TASK PROMPT » Reproduce exactly, and only, the lines running from the start of the entries below to the line containing "#### 1) Signature".

Stored items:
=== Begin Enclosure ===
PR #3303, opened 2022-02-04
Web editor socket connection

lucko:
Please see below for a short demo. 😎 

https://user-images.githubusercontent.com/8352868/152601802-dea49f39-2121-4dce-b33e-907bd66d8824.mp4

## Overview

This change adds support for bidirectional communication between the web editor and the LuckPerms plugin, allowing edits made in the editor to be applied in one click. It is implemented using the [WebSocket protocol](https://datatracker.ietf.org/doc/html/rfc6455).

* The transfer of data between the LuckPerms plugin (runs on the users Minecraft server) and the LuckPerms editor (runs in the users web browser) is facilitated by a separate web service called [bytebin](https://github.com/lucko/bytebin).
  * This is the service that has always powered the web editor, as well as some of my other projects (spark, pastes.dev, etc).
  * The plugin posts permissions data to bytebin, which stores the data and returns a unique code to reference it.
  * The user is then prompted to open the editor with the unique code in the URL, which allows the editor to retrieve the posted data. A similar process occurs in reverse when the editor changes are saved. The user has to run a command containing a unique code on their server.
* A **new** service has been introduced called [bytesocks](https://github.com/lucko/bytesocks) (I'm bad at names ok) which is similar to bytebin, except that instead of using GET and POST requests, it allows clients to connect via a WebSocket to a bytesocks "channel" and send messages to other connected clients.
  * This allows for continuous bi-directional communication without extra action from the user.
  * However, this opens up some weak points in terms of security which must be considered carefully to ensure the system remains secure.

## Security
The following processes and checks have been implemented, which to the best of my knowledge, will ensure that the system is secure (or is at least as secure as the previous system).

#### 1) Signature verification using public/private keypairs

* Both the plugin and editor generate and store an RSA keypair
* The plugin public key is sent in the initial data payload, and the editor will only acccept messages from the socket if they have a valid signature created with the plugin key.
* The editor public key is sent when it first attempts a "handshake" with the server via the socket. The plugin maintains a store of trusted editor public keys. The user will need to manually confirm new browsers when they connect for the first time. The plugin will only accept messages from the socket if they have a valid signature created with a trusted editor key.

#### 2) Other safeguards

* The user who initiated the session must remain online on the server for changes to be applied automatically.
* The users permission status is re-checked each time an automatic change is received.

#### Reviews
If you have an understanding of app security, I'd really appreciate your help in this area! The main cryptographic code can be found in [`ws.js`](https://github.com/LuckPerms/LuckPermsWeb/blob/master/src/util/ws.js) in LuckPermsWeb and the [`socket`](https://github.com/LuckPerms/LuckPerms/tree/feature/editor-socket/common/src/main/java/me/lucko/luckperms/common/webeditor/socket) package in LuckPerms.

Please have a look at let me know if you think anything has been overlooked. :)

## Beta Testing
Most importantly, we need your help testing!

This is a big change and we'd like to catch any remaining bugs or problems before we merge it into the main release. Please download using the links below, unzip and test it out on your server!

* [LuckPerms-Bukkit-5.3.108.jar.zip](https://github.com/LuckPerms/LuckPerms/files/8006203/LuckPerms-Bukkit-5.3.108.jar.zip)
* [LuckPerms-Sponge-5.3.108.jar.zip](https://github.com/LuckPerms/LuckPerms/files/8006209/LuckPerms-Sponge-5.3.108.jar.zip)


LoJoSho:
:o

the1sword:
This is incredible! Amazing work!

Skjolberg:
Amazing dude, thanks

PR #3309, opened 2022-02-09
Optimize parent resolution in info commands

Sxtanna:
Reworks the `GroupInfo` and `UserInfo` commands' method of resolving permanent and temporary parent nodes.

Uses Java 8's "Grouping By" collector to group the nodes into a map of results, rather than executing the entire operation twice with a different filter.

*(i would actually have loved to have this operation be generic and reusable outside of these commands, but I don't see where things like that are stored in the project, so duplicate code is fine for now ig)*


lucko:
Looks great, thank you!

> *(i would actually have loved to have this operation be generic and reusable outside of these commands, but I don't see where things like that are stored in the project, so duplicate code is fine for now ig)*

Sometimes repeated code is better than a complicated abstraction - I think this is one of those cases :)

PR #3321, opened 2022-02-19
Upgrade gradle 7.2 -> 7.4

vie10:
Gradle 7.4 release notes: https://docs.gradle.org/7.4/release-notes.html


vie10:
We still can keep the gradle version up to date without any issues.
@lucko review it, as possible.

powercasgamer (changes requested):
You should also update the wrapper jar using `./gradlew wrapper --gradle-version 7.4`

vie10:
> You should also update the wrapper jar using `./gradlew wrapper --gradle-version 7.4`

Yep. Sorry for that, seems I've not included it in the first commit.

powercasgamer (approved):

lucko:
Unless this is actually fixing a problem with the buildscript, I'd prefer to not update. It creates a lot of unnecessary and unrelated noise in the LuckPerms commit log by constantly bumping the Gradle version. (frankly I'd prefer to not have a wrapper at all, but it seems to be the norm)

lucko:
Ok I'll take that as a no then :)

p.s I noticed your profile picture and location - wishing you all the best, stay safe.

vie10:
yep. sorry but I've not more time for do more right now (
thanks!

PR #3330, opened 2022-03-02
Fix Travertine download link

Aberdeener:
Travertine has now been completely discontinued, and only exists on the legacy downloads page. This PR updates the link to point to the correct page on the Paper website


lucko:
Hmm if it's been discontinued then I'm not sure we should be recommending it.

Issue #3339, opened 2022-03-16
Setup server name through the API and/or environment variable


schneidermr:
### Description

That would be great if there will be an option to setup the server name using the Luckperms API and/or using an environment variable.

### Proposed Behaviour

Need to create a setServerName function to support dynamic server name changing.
=== End Enclosure ===
SOLVED PROBLEM »
PR #3303, opened 2022-02-04
Web editor socket connection

lucko:
Please see below for a short demo. 😎 

https://user-images.githubusercontent.com/8352868/152601802-dea49f39-2121-4dce-b33e-907bd66d8824.mp4

## Overview

This change adds support for bidirectional communication between the web editor and the LuckPerms plugin, allowing edits made in the editor to be applied in one click. It is implemented using the [WebSocket protocol](https://datatracker.ietf.org/doc/html/rfc6455).

* The transfer of data between the LuckPerms plugin (runs on the users Minecraft server) and the LuckPerms editor (runs in the users web browser) is facilitated by a separate web service called [bytebin](https://github.com/lucko/bytebin).
  * This is the service that has always powered the web editor, as well as some of my other projects (spark, pastes.dev, etc).
  * The plugin posts permissions data to bytebin, which stores the data and returns a unique code to reference it.
  * The user is then prompted to open the editor with the unique code in the URL, which allows the editor to retrieve the posted data. A similar process occurs in reverse when the editor changes are saved. The user has to run a command containing a unique code on their server.
* A **new** service has been introduced called [bytesocks](https://github.com/lucko/bytesocks) (I'm bad at names ok) which is similar to bytebin, except that instead of using GET and POST requests, it allows clients to connect via a WebSocket to a bytesocks "channel" and send messages to other connected clients.
  * This allows for continuous bi-directional communication without extra action from the user.
  * However, this opens up some weak points in terms of security which must be considered carefully to ensure the system remains secure.

## Security
The following processes and checks have been implemented, which to the best of my knowledge, will ensure that the system is secure (or is at least as secure as the previous system).

#### 1) Signature verification using public/private keypairs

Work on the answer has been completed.